When her young sister-in-law was married a few weeks later to the heir of Piedmont and Savoy, she did not conceal her relief at the departure from her Court of this child, with whom, for some reason or another, she could not hit it off. When Madame de Dillon, with her Irish beauty, passed through the Court, that lady moved Marie Antoinette to yet another violent friendship—luckily of short duration. As for the Princesse de Lamballe, she had already revived for her the post of Superintendente of the Queen’s Household (a post that had not existed for thirty years), and later she insisted upon there being attached to it the salary (which France imagined enormous) of £6000 a year.

It is of great interest to note that public dissipation or abandon of this kind, glowing familiarities, long-lit and brilliant nights, an ardent pursuit of what had become to her a very necessity of change—all, in a word, that was beginning to fix her subjects’ eyes upon her doubtfully, and not a little to offend the mass of the nobility around her, all that was found in her insufficient to the niceties and balance of the French temper, was easily excused by foreign opinion. Just that something which separates the French from their neighbours was lacking to the foreign observance of this foreign woman.
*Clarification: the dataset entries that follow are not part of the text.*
PR #151, opened 2015-11-04
ResourceRelatedField now accepts serializer methods which return querysets.

rollokb:
Specifying the source of a field to be a method on a serializer, only works if `many=False`.  This pull request allows you to use serializer methods for `ResourceRelatedField` which return multiple objects.

Which allows you to do things like this:

    class EntrySerializer(serializers.ModelSerializer):
        included_serializers = {
            'approved_comments': 'example.serializers.EntrySerializer',
        }
        approved_comments = relations.ResourceRelatedField(source='get_approved_comments',
                many=True, model=Comment, read_only=True)

        def get_approved_comments(self, obj):
            return self.comments.approved()

### DIFF
--- a/example/serializers.py
+++ b/example/serializers.py
@@ -29,13 +29,19 @@ class EntrySerializer(serializers.ModelSerializer):
     suggested = relations.ResourceRelatedField(
             source='get_suggested', model=Entry, read_only=True)
 
+    all_comments = relations.ResourceRelatedField(source='get_all_comments',
+            many=True, model=Comment, read_only=True)
+
+    def get_all_comments(self, obj):
+        return Comment.objects.all()
+
     def get_suggested(self, obj):
         return Entry.objects.exclude(pk=obj.pk).first()
 
     class Meta:
         model = Entry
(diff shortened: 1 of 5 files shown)


jsenecal:
@rollokb Please answer to @jerel 's questions/comments or we will otherwise have to close this PR.

Thanks :)

rollokb:
@jerel sorry I just saw these in my email. I'll get back to you by the evening (UTC).

jsenecal:
@rollokb any news on this ?

cpa:
If the original author is fine with it, I'd like to take over this PR.

@jerel, which part of the PR are you referencing in this comment?
> The way our ResourceRelatedField was implemented before wasn't ideal (source was ambiguous between serializer and model) so this functionality has been moved to the more explicitly named SerializerMethodResourceRelatedField since you opened this PR.

Thanks!

jerel:
@cpa the functionality should ideally be moved into `SerializerMethodResourceRelatedField` with `many=True` instead of adding `ManyResourceRelatedField` like this PR does.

Her carriage, which to the French was a trifle theatrical, seemed to foreigners queenly; her lively temper, which the French had begun to find forward, was for the foreigner an added charm.
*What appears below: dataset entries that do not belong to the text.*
Issue #74, opened 2015-09-09
Serializer `resource_name` for nested objects is not used


mkohram:
Nested serializers don't use `resource_name` for the `type`. In the example below the `type` for the child would show something like `nestedmodels`.
```python
class NestedSerializer(serializers.ModelSerializer):
    resource_name = "pretty_nested"
    class Meta:
        model = NestedModel

class ParentSerializer(serializers.ModelSerializer):
    nested = NestedSerializer(source='some_field', many=True)
    class Meta:
        model = ParentModel
```

Looking at the code it looks like in `utils.py` the only function that performs the correct checks to get the `type` is `get_resource_name()`. All the other functions simply do something like `relation_type = inflection.pluralize(relation_model.__name__).lower()` without checking for a `resource_name` on the serializer as the docs suggest. I could submit a PR if it makes sense to put these checks in place everywhere. Ideally a function like `get_related_resource_type()` should act as a getter for `type` so that we don't see these inconsistencies.

topaxi:
We just stumbled upon the `relation_type` too, we use Ember.js for our frontend and create models based on the `type` property.

It would be very beneficial to us, if we could configure how the `relation_type` is formatted, very similar to `JSON_API_FORMAT_KEYS`. Just lowercasing the model name seems to remove information on the actual model name, a dasherized, underscored or camelcased `type` would be much better.

Otherwise we're forced to use "single worded" models.

jsenecal:
Thanks for the suggestion @topaxi - I'm quite swamped however lately so unless @jerel has some time to spare, we are open to PRs ;)

jerel:
This should be fixed by #76 when it is merged.

mkohram:
#76 does centralize the formatting but still `relation_model.__name__` is being used everywhere disregarding `resource_name` on serializers. The docs say 
> You may manually set the `resource_name` property on views or **serializers** to specify the `type` key in the json output.

For example:
https://github.com/django-json-api/django-rest-framework-json-api/blob/3498201af79dad06c497ffbc3f128985c21cade7/rest_framework_json_api/utils.py#l298

The serializer `resource_name` is not looked for when creating the `type` string.

jerel:
Thanks for the comment on `relation_model.__name__`. I'll close this and we'll add `resource_name` capabilities on the serializer as part of fixing #77

mkohram:
Sweet. Let me know if I can help!

jsenecal:
[...]

PR #152, opened 2015-11-05
Added the ability to specify a resource_name on Models

scottfisk:
I mentioned this yesterday on issue #74  and figured I would just open a PR to get opinions on this change. 

This would allow a `resource_name` to be specified on the model. This was required in certain cases (relations: [this line](https://github.com/django-json-api/django-rest-framework-json-api/blob/73bc6d57a1321ec4d831e2a78a1b09d1d6573308/rest_framework_json_api/relations.py#L121)) where no serializer or view could have overridden the resource_name. This would allow the `resource_name` of a model to be overridden globally for that model. 

I haven't written any tests yet as I uncovered a lot of places the model `__name__` property is used, hence WIP. 

EDIT:
Test  TODOs:
- [x] Model resource_name used on a relation
- [x] Model resource_name in included document
- [x] Serializer resource_name override over Model resource_name
- [x] View resource_name override over Model resource_name

### DIFF
--- a/example/models.py
+++ b/example/models.py
@@ -35,18 +35,6 @@ class Author(BaseModel):
 
 
 @python_2_unicode_compatible
-class RenamedAuthor(Author):
-    class Meta:
-        proxy = True
-
-    class JSONAPIMeta:
-        resource_name = "super-author"
-
-    def __str__(self):
-        return self.name
-
-
-@python_2_unicode_compatible
 class Entry(BaseModel):
     blog = models.ForeignKey(Blog)
     headline = models.CharField(max_length=255)
--- a/example/models.py
+++ b/example/models.py
@@ -35,6 +35,18 @@ class Author(BaseModel):
 
 
 @python_2_unicode_compatible
+class RenamedAuthor(Author):
+    class Meta:
+        proxy = True
+
+    class JSONAPIMeta:
+        resource_name = "super-author"
+
+    def __str__(self):
+        return self.name
+
+
+@python_2_unicode_compatible
 class Entry(BaseModel):
     blog = models.ForeignKey(Blog)
     headline = models.CharField(max_length=255)
--- a/example/serializers.py
+++ b/example/serializers.py
@@ -1,5 +1,5 @@
 from rest_framework_json_api import serializers, relations
-from example.models import Blog, Entry, Author, Comment
+from example.models import Blog, Entry, Author, Comment, RenamedAuthor
 
 
 class BlogSerializer(serializers.ModelSerializer):
@@ -42,6 +42,13 @@ class AuthorSerializer(serializers.ModelSerializer):
 
     class Meta:
         model = Author
+        fields = ('name', 'email',)
+
+
+class RenamedAuthorSerializer(serializers.ModelSerializer):
+
+    class Meta:
+        model = RenamedAuthor
         fields = ('name', 'email',)
 
 
--- a/example/serializers.py
+++ b/example/serializers.py
@@ -1,5 +1,5 @@
 from rest_framework_json_api import serializers, relations
-from example.models import Blog, Entry, Author, Comment, RenamedAuthor
+from example.models import Blog, Entry, Author, Comment
 
 
 class BlogSerializer(serializers.ModelSerializer):
@@ -35,20 +35,13 @@ class EntrySerializer(serializers.ModelSerializer):
     class Meta:
         model = Entry
         fields = ('blog', 'headline', 'body_text', 'pub_date', 'mod_date',
-                'authors', 'comments', 'suggested',)
+                  'authors', 'comments', 'suggested',)
 
 
 class AuthorSerializer(serializers.ModelSerializer):
 
     class Meta:
         model = Author
-        fields = ('name', 'email',)
-
-
-class RenamedAuthorSerializer(serializers.ModelSerializer):
-
-    class Meta:
-        model = RenamedAuthor
         fields = ('name', 'email',)
 
 
--- a/example/tests/integration/test_model_resource_name.py
+++ b/example/tests/integration/test_model_resource_name.py
@@ -1,0 +1,13 @@
+import pytest
+from django.core.urlresolvers import reverse
+
+from example.tests.utils import load_json
+
+pytestmark = pytest.mark.django_db
+
+
+def test_model_resource_name_on_list(single_entry, client):
+    response = client.get(reverse("renamed-authors-list"))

There is no need to recall the rhetoric of Burke, for Burke was not by birth or training competent to judge; but Horace Walpole, who was present that very summer at the Court of Versailles, and saw the Queen in all her young active presence at her sister-in-law’s wedding-feast, writes with something of sincerity, and, what is more, with something for once of heart in his words. He thinks there never was so gracious or so lovely a being.
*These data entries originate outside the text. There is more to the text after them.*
Issue #157, opened 2015-11-22
support nested objects


patroqueeet:
Dear,

thanks for this great module here!

Question while using it for my project:

emberjs sends JSON-API complient nested `venue` data:
```
{"data":{
 "attributes":{
  "bought-at":null,
  "sold-at":null
 },
 "venue":{
   "data":{
    "attributes":{
     "title":"Brackenweg 13, 01936 Schwepnitz, Deutschland",
     "place-id":"ChIJwzCB6gs3CEcRDw0G3kCOU34",
     "lat":51.33011,
     "lon":13.965159999999969},
    "type":"venues"
   }
  },
 "type":"landlords"}}
```

according to drf frontend it needs:
```
{"data":{
 "attributes":{
  "bought-at":null,
  "sold-at":null,
  "venue":{
   "title":"Brackenweg 13, 01936 Schwepnitz, Deutschland",
   "place-id":"ChIJwzCB6gs3CEcRDw0G3kCOU34",
   "lat":51.33011,
   "lon":13.965159999999969
  },
  "type":"venues"},
"type":"landlords"}
}
```

for my serializer:
```
from rating.models import Rating
from location.models import Venue
from utils.images import get_location_images
from landlord.models import Landlord

from rest_framework import serializers

class LandlordSerializer(serializers.HyperlinkedModelSerializer):
    venue = VenueSerializer()

    class Meta:
        model = Landlord
        fields = ('venue', 'sold_at', 'bought_at', 'id')
```

I'm running your latest 2.0.0.beta.2

I read your docu, read the code, read the example. still I'm too stupid to make it work.

I'd be extremely glad for a quick hint or a docu update.

jsenecal:
Nested objects are described in the JSON:API format [here](http://jsonapi.org/format/#document-compound-documents) but nothing stops you from using some sort of SerializerMethodField and do the rendering here.

Would that explanation help your use case ?

patroqueeet:
dear, thanks for the link. according to that, either one - what ember sends and what drf needs is neither json api compatible. so 'm not smarter now :)

but I believe the pull request I sent you will resolve that hopefully. though it does not meet json api requirements. should we drop the pull request accordingly?

best

j

jsenecal:
Sorry for the lack of follow-up. Did you resolve your issue?

patroqueeet:
[...]

PR #159, opened 2015-11-22
supporting nested objects based on serializer definition

patroqueeet:
Dear, please feel free to see and review my draft for nested data sets. Its scanning the serializer first, then checks the json api data if there is matching data. then converts and sends to drf for further handling.

rough inline comments done, no tests yet. pls provide feedback.


jsenecal:
Please fix you code so the tests pass and we'll review.

patroqueeet:
dear, will do accordingly. just needed some initial feedback that you would consider this improvement valuable. gimme a view days for that pls.

krgds

j

jerel:
Also closes #157 as this use case should already be covered by Compound Documents

Issue #155, opened 2015-11-19
Support custom object keys


orf:
Hey, thanks for your work on this project. I was investigating integrating it with our EmberJS app but I ran into an issue. We have an `Employee` model that has a normal integer primary key, but also a `username` attribute. I'd like to only expose the `username` as the primary key, using DRF this is simple:

```python
class EmployeeSerializer(serializers.ModelSerializer):
    id = serializers.ReadOnlyField(source="user.username")
    ...
```

However in `build_json_resource_obj` it just uses instance.pk:

```python
def build_json_resource_obj(fields, resource, resource_instance, resource_name):
    resource_data = [
        ('type', resource_name),
        ('id', encoding.force_text(resource_instance.pk) if resource_instance else None),
        ...
```

Can you use the serializers ID field if available, and fallback to the instances PK?

jerel:
So your `Employee` model has an integer primary key but you're overwriting it on output to use another field's (`username`) value? That sounds like a rocky road to go down as I'm pretty sure relationships will fail since you're masquerading a non primary key value as a primary key.

Would it be possible for you to change your model's `username` field to `primary_key=True` and get rid of `id` or better yet change your `id` field to a `uuid`? (the latter is what I do, Django 1.8 introduced core support for UUID pks).

I'm a little hesitant to change `build_json_resource_obj` right off because, at least in my mind, the `id` should always be a primary key. I'm open to a discussion on the matter though

orf:
I agree it sounds rocky, but in the context of the app it makes sense. We have an app with a django user model that is backed by LDAP, so the username field is the 'true' primary key and the integer id is an implementation detail for that application. The Emberjs app pulls in data from this system and two others, so exposing the primary key seems risky as its just the ID for this particular row, the username is much safer to share between the systems.

Also we view exposing the user id as a security risk, it opens the system up to easy enumeration attacks whereas the username is not susceptible without a large brute forcing effort. Upgrading the central app would be a large undertaking, and we've been using this method for a while without any issues with the DRF ember package.

Surely it's not too much to just use the `id` field specified in the serializer, it seems a weird limitation to have.

jsenecal:
How would you deal with the relations then? What is the ID used in other objects ForeignKeys?

On Nov 20, 2015 4:23 AM, orf <notifications@github.com> wrote:

[...]

PR #165, opened 2015-11-27
WIP: Issue #155 - support serializers with custom primary keys

orf:
This is a first attempt at adding support for alternative primary keys. This is done by removing any hard-coded 'instance.pk' calls, instead first checking if the PK attributes name is in any serialized output. If it is then we return that instead of the `pk` attribute. This works for the following serializers/viewsets:

``` python
class AuthorSerializer(serializers.ModelSerializer):
    id = serializers.CharField(source='email')

    class Meta:
        model = Author  # has (id, email) fields
        fields = ('id',)

class AuthorViewSet(viewsets.ModelViewSet):
    queryset = Author.objects.all()
    serializer_class = AuthorSerializer

    lookup_field = 'email'
```

This produces the following output:

``` json
 {
      "type": "Author",
      "id": "someemail@gmail.com",
      "attributes": {},
}
```

Works for foreign keys and m2m relationships as well as creating new instances (as far as I can tell). I started to write some tests but quickly got a bit lost, so I thought I would submit this for comments before the weekend and maybe tidy it up on Monday if you think it looks promising.

### DIFF
--- a/example/tests/test_serializers.py
+++ b/example/tests/test_serializers.py
@@ -70,4 +70,3 @@ class TestResourceIdentifierObjectSerializer(TestCase):
         self.assertTrue(serializer.is_valid(), msg=serializer.errors)
 
         print(serializer.data)
-
--- a/example/views.py
+++ b/example/views.py
@@ -41,4 +41,3 @@ class CommentRelationshipView(RelationshipView):
 class AuthorRelationshipView(RelationshipView):
     queryset = Author.objects.all()
     self_link_view_name = 'author-relationships'
-
--- a/rest_framework_json_api/renderers.py
+++ b/rest_framework_json_api/renderers.py
@@ -105,8 +105,8 @@ class JSONRenderer(renderers.JSONRenderer):
             for position in range(len(serializer_data)):
                 resource = serializer_data[position]  # Get current resource
                 resource_instance = resource_serializer.instance[position]  # Get current instance
-                json_api_data.append(
-                    utils.build_json_resource_obj(fields, resource, resource_instance, resource_name))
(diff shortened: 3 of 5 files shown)


grjones:
+1 For this.  There are edge cases where this is needed and would have parity with DRF serializer support for custom primary keys.

orf:
I tried to explain the issue and premise of this PR in #155 but the maintainers didn't seem to get it. I don't think this will ever be added which is a great shame as it seems pretty arbitrary. DRF supports it, but this library doesn't, because reasons.

auvipy:
@orf how about adding to https://github.com/chibisov/drf-extensions

orf:
It's not an extension to DRF, DRF already supports this. It's a bugfix for this library that seems to always assume you want to expose your `pk`

auvipy:
then try https://github.com/AltSchool/dynamic-rest this

mblayman:
Hi, @orf. Thanks for the contribution! This branch is now in conflict in the main branch and rather old. Are you interested in fixing this up or should we close out this PR? I'm stepping up to maintain the PR queue and get DRF JA changes flowing again, but I can't merge conflicted stuff. Also, this branch is marked as a work in progress so I'm not sure if it was ever finished.

If this is still valuable, resolving the merge conflicts will give me a chance to review it well. If this is no longer important to you, closing the PR is right next step.

Please let me know what you'd like to do. Thanks!

orf:
Hey @mblayman, I believe a more up-to-date patch is here: https://github.com/rpatterson/django-rest-framework-json-api/commit/6334ceb84f3dc7fe9cec9f6db89b5170315a5317

Feel free to close this MR, if @rpatterson is willing to make a MR with that change it would be great. I could contribute there rather than resurrect this branch.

One judgment I, at least, would rather have recovered than any of theirs. It has not been communicated. I mean that of Doctor Johnson. For Doctor Johnson some months later stood by the side of his young girl friend, behind the balustrade at Fontainebleau, watching curiously with his aged and imperfect eyes this young Queen at the public ceremony of the Sunday Feast. The old, fat, wheezy man, who now seems to us England incarnate, stood there in the midst of the public crowd behind the railing, blocking its shuffling way as it defiled before royalty dining, and took in all the scene. The impression upon a man of such philosophy must have been very deep. I believe we have no record of that impression remaining.[[2]]

[2]. The life of Doctor Johnson has become an object of such wide national study that more than one reader may be acquainted with his judgment of the scene. If it exists, it should be published to the advantage of history.

Though Marie Antoinette’s carriage and her manner had founded of her so beneficent a legend abroad and had begun in her new home so much of her future disaster, with those who knew her most intimately and who were of her own blood, with the Hapsburgs of Vienna, her conduct, certainly not queenly, seemed not even tragic. They scolded sharply, and the Emperor, her brother, crowned a series of violent notes by one so violent that Maria Theresa kept it back. To her childlessness (which was for them a fault in her), to her conduct (which her own family who had known her as a child exaggerated at such a distance) was added the exasperation of remembering that with some elementary caution she might have acted as the agent of the allied Austrian Court whose daughter she was; they were angered in Vienna to see that, instead of so acting, she wasted her position in private spites and private choices.